-- Exercise --
Copy out each line below in which the string "Remove" appears.

-- Dataset excerpts --
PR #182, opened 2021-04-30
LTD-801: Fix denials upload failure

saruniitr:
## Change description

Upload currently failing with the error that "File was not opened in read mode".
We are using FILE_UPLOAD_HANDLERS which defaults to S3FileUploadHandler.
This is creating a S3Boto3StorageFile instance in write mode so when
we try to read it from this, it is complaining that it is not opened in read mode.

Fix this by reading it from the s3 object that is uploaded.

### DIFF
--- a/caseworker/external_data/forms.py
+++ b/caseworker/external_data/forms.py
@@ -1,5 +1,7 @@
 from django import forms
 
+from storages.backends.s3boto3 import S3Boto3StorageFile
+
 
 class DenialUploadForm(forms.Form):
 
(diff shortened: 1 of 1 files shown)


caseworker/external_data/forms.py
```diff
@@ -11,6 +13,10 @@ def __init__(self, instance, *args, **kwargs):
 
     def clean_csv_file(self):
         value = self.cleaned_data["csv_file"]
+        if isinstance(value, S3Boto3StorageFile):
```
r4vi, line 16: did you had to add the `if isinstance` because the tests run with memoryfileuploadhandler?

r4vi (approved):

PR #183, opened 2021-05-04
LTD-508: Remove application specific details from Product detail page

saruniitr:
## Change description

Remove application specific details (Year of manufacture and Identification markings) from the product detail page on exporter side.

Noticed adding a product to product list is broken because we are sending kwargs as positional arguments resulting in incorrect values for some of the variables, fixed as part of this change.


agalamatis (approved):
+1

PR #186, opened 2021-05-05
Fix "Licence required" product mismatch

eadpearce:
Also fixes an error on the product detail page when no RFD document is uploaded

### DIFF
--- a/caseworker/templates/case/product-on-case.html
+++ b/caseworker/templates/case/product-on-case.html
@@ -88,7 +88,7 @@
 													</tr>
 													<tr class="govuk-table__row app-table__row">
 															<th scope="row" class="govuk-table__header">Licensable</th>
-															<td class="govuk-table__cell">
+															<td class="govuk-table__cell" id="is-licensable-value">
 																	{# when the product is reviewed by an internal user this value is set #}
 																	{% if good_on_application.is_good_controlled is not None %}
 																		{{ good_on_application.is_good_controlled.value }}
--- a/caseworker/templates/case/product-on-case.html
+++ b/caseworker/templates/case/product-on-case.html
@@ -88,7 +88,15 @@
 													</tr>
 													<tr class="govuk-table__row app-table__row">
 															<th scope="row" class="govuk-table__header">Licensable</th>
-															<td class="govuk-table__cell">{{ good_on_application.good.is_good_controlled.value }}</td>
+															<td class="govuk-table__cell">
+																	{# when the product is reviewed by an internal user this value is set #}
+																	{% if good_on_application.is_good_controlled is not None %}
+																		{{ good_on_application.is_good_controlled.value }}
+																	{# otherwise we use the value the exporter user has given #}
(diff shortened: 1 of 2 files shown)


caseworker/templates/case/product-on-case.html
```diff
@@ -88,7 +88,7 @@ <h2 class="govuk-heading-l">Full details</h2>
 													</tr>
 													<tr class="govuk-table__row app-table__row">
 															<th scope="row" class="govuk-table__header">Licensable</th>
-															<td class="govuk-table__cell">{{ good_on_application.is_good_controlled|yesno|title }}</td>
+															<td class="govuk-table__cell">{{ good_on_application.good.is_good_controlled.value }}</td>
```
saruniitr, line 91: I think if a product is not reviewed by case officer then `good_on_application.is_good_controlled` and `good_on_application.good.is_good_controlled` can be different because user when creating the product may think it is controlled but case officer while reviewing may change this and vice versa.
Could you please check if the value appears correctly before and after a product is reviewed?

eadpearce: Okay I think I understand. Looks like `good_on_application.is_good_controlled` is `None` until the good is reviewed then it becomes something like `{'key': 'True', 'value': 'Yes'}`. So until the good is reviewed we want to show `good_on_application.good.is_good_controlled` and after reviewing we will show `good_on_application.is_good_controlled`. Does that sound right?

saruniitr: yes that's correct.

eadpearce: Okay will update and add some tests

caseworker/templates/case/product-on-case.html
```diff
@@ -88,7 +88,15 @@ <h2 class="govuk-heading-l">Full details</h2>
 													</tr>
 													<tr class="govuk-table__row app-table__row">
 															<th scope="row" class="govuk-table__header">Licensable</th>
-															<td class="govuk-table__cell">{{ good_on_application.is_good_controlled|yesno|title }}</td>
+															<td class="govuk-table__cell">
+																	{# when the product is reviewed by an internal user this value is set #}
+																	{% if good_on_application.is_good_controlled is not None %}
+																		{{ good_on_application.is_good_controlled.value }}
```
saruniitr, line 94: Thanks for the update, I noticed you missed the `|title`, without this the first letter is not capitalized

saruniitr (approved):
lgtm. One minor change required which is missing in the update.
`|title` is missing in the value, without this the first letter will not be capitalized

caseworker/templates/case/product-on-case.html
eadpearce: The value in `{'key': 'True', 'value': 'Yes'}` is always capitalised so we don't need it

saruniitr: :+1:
---
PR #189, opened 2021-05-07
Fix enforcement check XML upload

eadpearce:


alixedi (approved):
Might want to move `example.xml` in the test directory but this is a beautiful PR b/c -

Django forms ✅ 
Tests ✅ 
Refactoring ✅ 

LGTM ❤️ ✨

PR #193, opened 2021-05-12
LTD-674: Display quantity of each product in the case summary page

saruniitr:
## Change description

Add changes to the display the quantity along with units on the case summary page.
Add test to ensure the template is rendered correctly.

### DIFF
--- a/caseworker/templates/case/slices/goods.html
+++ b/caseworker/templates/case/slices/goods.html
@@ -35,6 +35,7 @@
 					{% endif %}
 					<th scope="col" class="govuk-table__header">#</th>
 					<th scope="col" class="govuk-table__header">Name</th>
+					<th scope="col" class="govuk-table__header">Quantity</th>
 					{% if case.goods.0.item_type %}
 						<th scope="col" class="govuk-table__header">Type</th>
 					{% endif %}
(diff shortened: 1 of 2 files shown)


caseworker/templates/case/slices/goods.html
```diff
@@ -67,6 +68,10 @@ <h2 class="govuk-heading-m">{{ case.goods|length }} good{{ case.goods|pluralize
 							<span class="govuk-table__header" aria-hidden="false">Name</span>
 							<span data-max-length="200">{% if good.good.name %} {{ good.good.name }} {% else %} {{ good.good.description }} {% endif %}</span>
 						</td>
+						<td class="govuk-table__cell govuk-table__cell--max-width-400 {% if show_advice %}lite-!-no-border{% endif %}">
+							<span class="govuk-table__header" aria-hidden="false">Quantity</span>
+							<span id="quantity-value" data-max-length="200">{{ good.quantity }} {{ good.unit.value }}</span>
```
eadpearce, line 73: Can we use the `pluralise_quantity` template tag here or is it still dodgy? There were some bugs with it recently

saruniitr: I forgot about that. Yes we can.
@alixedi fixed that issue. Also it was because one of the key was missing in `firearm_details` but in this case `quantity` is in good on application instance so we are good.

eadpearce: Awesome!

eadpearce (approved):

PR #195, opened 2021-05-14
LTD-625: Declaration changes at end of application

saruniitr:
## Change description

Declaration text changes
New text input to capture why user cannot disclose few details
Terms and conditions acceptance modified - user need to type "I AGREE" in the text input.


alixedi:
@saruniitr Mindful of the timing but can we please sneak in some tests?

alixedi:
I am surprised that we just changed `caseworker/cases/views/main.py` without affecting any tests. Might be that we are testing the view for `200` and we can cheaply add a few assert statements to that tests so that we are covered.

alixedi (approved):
...
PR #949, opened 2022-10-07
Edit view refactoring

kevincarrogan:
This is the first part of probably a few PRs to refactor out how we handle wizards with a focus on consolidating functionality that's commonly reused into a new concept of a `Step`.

-- Exercise result --
LTD-508: Remove application specific details from Product detail page
Remove application specific details (Year of manufacture and Identification markings) from the product detail page on exporter side.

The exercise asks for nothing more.